There is this line of work that should fit your description: https://arxiv.org/pdf/2202.04200.pdf (there are older similar approaches as well). There are approaches using GANs as well. I can't say if they're popular for medical imaging data, but they're quite general.
tdgros t1_isey85z wrote
Reply to comment by eigenham in [D] Interpolation in medical imaging? by Delacroid
https://arxiv.org/pdf/2209.07162.pdf This recent paper released a dataset of 100k brain MRI images generated with a diffusion model.
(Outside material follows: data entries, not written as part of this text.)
Issue #55, opened 2025-08-11
Discussion: CI structure


furtib:
We should agree on a structure for the layout of the CI jobs in the .github folder!

Currently, all of our CI jobs reside in `.github/workflows/test.yml`. In the long term, this will result in an extremely long file, which is impractical to maintain.

# Scope
1. Agree on a directory/file structure for our CI files!

# DoD
1. We agree on a file structure
2. A PR implementing these changes is merged

furtib:
After a bit more thought, It might make sense to organize them in a way like this:
```
.
└── .github/
    └── workflows/
        ├── unit/
        │   ├── ubuntu.yml
        │   └── rhel9.yml
        └── foss/
            ├── ubuntu.yml
            └── rhel9.yml
```

furtib:
This could work, but the setup part should be a composite action (this is the requirement for it to be reusable).
Composite actions have a set of restrictions on them, so it would look more like this:
(Restrictions, such as: yml file name must be action.yml)
```
.
└── .github/
    ├── actions/
    │   ├── ubuntu_setup/
    │   │   └── action.yml
    │   └── rhel9_setup/
    │       └── action.yml
    └── workflows/
        ├── unit.yml
        └── foss.yml
```
We don't have to place the folders ubuntu_setup and rhel9_setup into the actions folder; it's just usually done this way.

Also, I'm in favour of using a Docker image instead of setting up the environment by hand each time.

PR #62, opened 2025-08-15
CI refactor

furtib:
Why:
We should try to minimize the size of CI job files

What:
I have created a composite action file for each OS we are testing on, so it can be reused in unit_test.yml and foss.yml.
I have modified the unit_test.yml file to use these composite actions.

Addresses:
#55 

Depends on:
#51


nettle:
Two minor questions, if I may:
1. It looks quite clumsy to have naming like **actions/something/action.yml**
   Is it possible to have one (or better zero!) "action" in the path?
2. Can we use original (not DOS) file extensions, e.g. **yaml** instead of yml?

furtib:
Rebase solved the problem!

So things are moving a bit...
tdgros t1_ir9hdy2 wrote
Reply to comment by ThePerson654321 in [R] Google announces Imagen Video, a model that generates videos from text by Erosis
Phenaki already shows the generation of 2mn videos (using lots of prompts): https://phenaki.video/#interactive it's not that far fetched to imagine that working on longer prompts and videos...
tdgros t1_ir1914n wrote
Reply to comment by pjabrony in TIL that the construction of Fort Boyard took so long that by the time of completion it was largely obsolete. Years later it found new purpose as a filming location for game shows. by SilasMarner77
Building started in 1801 and was completed in 1857
But the invention of TV took so long that the game show only started in 1990
tdgros t1_j41f1nz wrote
Reply to comment by Chemont in [R] Is there any research on allowing Transformers to spent more compute on more difficult to predict tokens? by Chemont
You'll still pay the full price at train time, right? Early decoding works by using decoders on earlier levels at train time. Conversely, if you want to spend more on some tokens, at train time, you will need to have more layers, so at some point you will hit your memory/complexity limits.